Jean Gabriel Jeannot, le 16.11.2024
Merci pour votre article qui reflète de manière pertinente la situation actuelle des assistantes médicales. J’exerce cette profession depuis 44 ans ! Actuellement employée dans un hôpital je fais le même travail que mes collègues infirmières, mêmes responsabilités et compétences mais avec un salaire de 3 classes inférieures à celles de mes collègues! Le CHUV n’a aucune intention de faire évoluer cette profession!
Les coordinatrices en médecine ambulatoire qui travaillent au CHUV ne sont pas plus rémunérées que les assistantes médicales n’ayant pas fait le brevet ! C’est vraiment scandaleux et, à terme plus aucune assistante ou CMA ne voudra travailler dans ces conditions.
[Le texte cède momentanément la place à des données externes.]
PR #906, opened 2016-01-10
[WIP] extract shorthand from Vega-Lite

kanitw:
move to https://github.com/vega/vega-lite-shorthand

Need to finish https://github.com/vega/vega-lite-shorthand/pull/1 first!


domoritz:
Probably need to just do this one again.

Merci pour votre commentaire. Si l’on imagine les tâches qu’assument la grande majorité des assistantes médicales, je pense qu’il y a un manque de reconnaissance de leur travail. A responsabilités égales, d’autres professions sont mieux reconnues. Si l’on pense uniquement aux réponses que les AM donnent aux patients, au tri qu’elles effectuent, c’est une activité avec de grandes responsabilités, insuffisamment reconnues.
Je voulais ajouter que l’instauration d’un droit de pratique comme c’est le cas dans le canton de Genève protègerait sans doute la profession dans les autres cantons et éviterait que les cabinets recrutent du personnel non qualifié ou en tous les cas n’ayant pas la formation et les compétences des assistantes médicales diplômées .
Que fait l’ARAM ?
Merci pour cet article. En effet, je pense qu’un point essentiel est la revalorisation par le salaire, compte tenu de la charge de travail et des responsabilités des assistantes médicales. Malheureusement, en tant que médecin de premier recours installé à Genève, avec le point Tarmed bloqué depuis plus de 10 ans et même baissé cette année, alors que les charges ne cessent d’augmenter chaque année (y compris l’adaptation du salaire des assistantes), il nous est tout simplement impossible d’augmenter le salaire de nos assistantes, alors que nous le souhaiterions.
Je suis déçue de l’absence d’une réaction forte, politique, de nos associations, face à ce problème.